▶ **EXERCISE**: Your answer must be an exact repetition of every record.

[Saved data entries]
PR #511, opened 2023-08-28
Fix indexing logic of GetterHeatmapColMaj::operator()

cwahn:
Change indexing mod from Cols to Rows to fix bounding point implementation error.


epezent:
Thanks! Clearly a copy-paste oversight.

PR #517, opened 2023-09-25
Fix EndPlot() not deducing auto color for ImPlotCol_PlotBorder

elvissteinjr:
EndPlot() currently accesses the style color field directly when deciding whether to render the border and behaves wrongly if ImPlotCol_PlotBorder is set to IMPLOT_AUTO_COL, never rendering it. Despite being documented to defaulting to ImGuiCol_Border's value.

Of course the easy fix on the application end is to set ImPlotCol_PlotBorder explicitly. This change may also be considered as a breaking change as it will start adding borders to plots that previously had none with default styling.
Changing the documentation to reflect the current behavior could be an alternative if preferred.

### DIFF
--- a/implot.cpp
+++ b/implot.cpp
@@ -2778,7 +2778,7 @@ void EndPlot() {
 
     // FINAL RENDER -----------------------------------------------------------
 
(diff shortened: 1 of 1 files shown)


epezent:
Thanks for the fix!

▶ **OUTPUT**:
PR #511, opened 2023-08-28
Fix indexing logic of GetterHeatmapColMaj::operator()

cwahn:
Change indexing mod from Cols to Rows to fix bounding point implementation error.


epezent:
Thanks! Clearly a copy-paste oversight.

PR #517, opened 2023-09-25
Fix EndPlot() not deducing auto color for ImPlotCol_PlotBorder

elvissteinjr:
EndPlot() currently accesses the style color field directly when deciding whether to render the border and behaves wrongly if ImPlotCol_PlotBorder is set to IMPLOT_AUTO_COL, never rendering it. Despite being documented to defaulting to ImGuiCol_Border's value.

Of course the easy fix on the application end is to set ImPlotCol_PlotBorder explicitly. This change may also be considered as a breaking change as it will start adding borders to plots that previously had none with default styling.
Changing the documentation to reflect the current behavior could be an alternative if preferred.

### DIFF
--- a/implot.cpp
+++ b/implot.cpp
@@ -2778,7 +2778,7 @@ void EndPlot() {
 
     // FINAL RENDER -----------------------------------------------------------
 
(diff shortened: 1 of 1 files shown)


epezent:
Thanks for the fix!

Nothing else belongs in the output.